Research Review
Review the study design first by reading the Evaluation Design. It explains the methodology, task set, rubric, scoring protocol, and limitations.
Core Path
| Step | Title | Purpose |
|---|---|---|
| 0 | Setup | Clone the repo, install dependencies, configure .env, and verify the local commands. |
| 1 | Project Overview | Understand the research question, data design, deliverables, and guardrails. |
| 2 | Evaluation Design | Review the task set, rubric, scoring protocol, and methodology behind the study. |
| 3 | Work Area 1: Conversation Runner | Implement run_conversations.py so the harness can build and save scripted transcripts. |
| 4 | Work Area 2: Judge Scorer | Implement run_judge.py so an LLM judge can score saved transcripts. |
| 5 | Work Area 3: Analysis | Implement analyze.py so human and judge scores become useful tables. |
| 6 | Research Workflow and Follow-Up | Run the study in the right order, write findings, and choose optional extensions. |
What You Will Build
This project turns a scaffolded repo into a working evaluation harness for AI proof tutoring. You will build the pieces needed to collect model-student transcripts, score those transcripts with both human and automated judgment, and analyze where models help or fail as proof-writing tutors.
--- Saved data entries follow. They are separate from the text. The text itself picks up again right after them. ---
Issue #863, opened 2021-12-09
Revert pi


bocon13:
https://github.com/stratum/stratum/blob/f3a7dacd786ee559b9fa323142f4ce60b12f96f0/stratum/hal/bin/barefoot/build-bf-sde.sh#L161

Issue #862, opened 2021-12-09
Skip stratum_bf for SDE 9.7.0


bocon13:
https://github.com/stratum/stratum/blob/5ef66d996423a9bca0256678c8acf965d8f187a4/tools/release-stratum.sh#L152

PR #859, opened 2021-12-08
Only link against `bfshell_plugin.so` and enable `pi` for SDE 9.7.0 build

Yi-Tseng:
`"barefoot-bin/lib/bfshell_plugin*",` can include some unexpected files when building with older version of SDEs which cause the build failed.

The work has three implementation areas:
- Conversation collection: build the runner that loads the proof tasks, simulates three-turn student conversations, supports dry-run and stub testing, calls real models only when ready, and saves transcripts in JSON and Markdown.
- Automated judging: build the scorer that reads transcripts, combines them with the rubric and private reference notes, asks an LLM judge for structured scores, and writes judge results to CSV.
- Analysis: build the report generator that compares human and judge scores, summarizes performance by model/task/rubric dimension, and produces Markdown tables for the final findings writeup.
Plan on roughly 12-20 hours for the implementation and first study pass, depending on debugging time and API setup. A reasonable breakdown is 1 hour for setup and reading, 4-7 hours for the conversation runner, 3-5 hours for the judge scorer, 2-4 hours for analysis, and 2-3 hours to run the study workflow and start the findings writeup. If you run and hand-score all six configured models, reserve additional time for human scoring because the full suite produces 60 transcripts.
The project should be completed in order. First make the dry-run and stub paths work without API calls. Then add real model calls, collect transcripts, score them manually, run the LLM judge, and use the analysis output to write findings.